Etxebarria et al. [20] showed that Bif-1 activated BAX proteins by promoting independent morphological rearrangement. The IFNγ-induced expression of immunity-related GTPase family member 1 (Irgm1) promoted melanoma tumorigenesis via the dual regulation of apoptosis and Bif-1-dependent autophagy [21]. In our study, we showed that Bif-1 was located in both the cytosol and the nucleus. Bif-1 interacts with the promoter of Cdc42, which may be the mechanism by which Bif-1 regulates the expression of Cdc42, which is responsible for actin polymerization and cell migration. Because Bif-1 interacts with Beclin 1, Vps34, and Bcl-2 and regulates autophagy [2228], targeting Bif-1 may be a new target for inhibiting metastasis by interfering with autophagy, apoptosis [29] and migration.

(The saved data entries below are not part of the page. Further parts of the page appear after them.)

PR #1153, opened 2023-12-01
EL-1289: Additional property mortgage validation

patrick-laa:
[Jira ticket](https://dsdmoj.atlassian.net/browse/EL-1289)

## What changed and why

Fix bug in mortgage validation

## Checklist

### DIFF
--- a/app/models/additional_property_model.rb
+++ b/app/models/additional_property_model.rb
@@ -16,7 +16,8 @@ class AdditionalPropertyModel
   validates :mortgage,
             numericality: { greater_than: 0, allow_nil: true },
             is_a_number: true,
-            presence: { if: :owned_with_mortgage? }
+            presence: true,
+            if: :owned_with_mortgage?
 
   attribute :percentage_owned, :fully_validatable_integer
   validates :percentage_owned,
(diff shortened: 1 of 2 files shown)


willc-work (approved):

app/models/additional_property_model.rb
```diff
@@ -16,7 +16,8 @@ class AdditionalPropertyModel
   validates :mortgage,
             numericality: { greater_than: 0, allow_nil: true },
             is_a_number: true,
-            presence: { if: :owned_with_mortgage? }
+            presence: true,
+            if: :owned_with_mortgage?
```
MazOneTwoOne, line 20: question - why do we have  `if: :owned_with_mortgage?` on a new line instead of the same line as line 19? i.e.
`presence: true, if: :owned_with_mortgage?`

patrick-laa: Because the `if` bit doesn't just refer to the `presence` bit any more. It is equally relevant to `is_a_number` and `numericality` now, so having it line up with `presence` but not the other two would be kinda misleading.

That's effectively the bug: the "is_a_number" validation was firing when the property was _not_ owned with a mortgage, because the "if" clause used to be exclusively associated with the "presence" validation

MazOneTwoOne: Oh...! Thank you.

PR #1155, opened 2023-12-01
EL-1290 speed up testing

willc-work:
[Jira ticket](https://dsdmoj.atlassian.net/browse/EL-1290)

## What changed and why

added a `:slow` tag to 12 tests, all of which were taking longer than 3 seconds each.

Rho family proteins have important roles in cell polarity changes and movement. In 1999, Genda et al. [30] found that Rho (Rho/p160ROCK) and its related proteins had a critical effect on human hepatocellular carcinoma and its early intrahepatic metastasis. In subsequent studies, Rho family proteins were also shown to play an important role in breast cancer [31], bladder cancer [32], pancreatic cancer [33, 34], and distant metastasis [35]. Many studies have confirmed that Rho-mediated signaling is involved in various tumor metastases. Li et al. found that chemokines regulate the molecular mechanism of cell polarity and directional movement through the Gβγ-PAK1-Cdc42 signaling pathway [36], and Rho family proteins regulate cell movement via PTEN [37, 38]. In prostate cancer, RhoC promotes tumor metastasis through the sequential activation of Pyk2, FAK, MAPK, and Akt, followed by the up-regulation of MMP2 and MMP9 [39]. Our findings reveal that knockdown of Bif-1 reduced actin stress and cell motility via Cdc42, supporting the conclusion that Bif-1 is an important factor in the metastasis of HCC.

In summary, high Bif-1 expression in HCC is associated with metastasis and poor prognosis. Knockdown or expression of Bif-1 in HCC cells demonstrated its roles in tumor metastasis in a cell migration assay and a pulmonary metastatic animal model. Bif-1-mediated migration is likely dependent on the expression and activity of Cdc42. Therefore, targeting Bif-1 may be a new therapeutic approach for inhibiting HCC metastasis.